* _What to produce_:
Set down each record exactly as written.

* _Recorded data_:
PR #468, opened 2025-06-13
return missing targets when handling wasm activations in statedb

magicxyyz:
part of NIT-3358

In this PR:
- StateDB method that gets asmMap (target to assembly map), for given module hash and target list,  is modified to return list of targets for which assembly data was not found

* _Answer to the exercise_:
PR #468, opened 2025-06-13
return missing targets when handling wasm activations in statedb

magicxyyz:
part of NIT-3358

In this PR:
- StateDB method that gets asmMap (target to assembly map), for given module hash and target list,  is modified to return list of targets for which assembly data was not found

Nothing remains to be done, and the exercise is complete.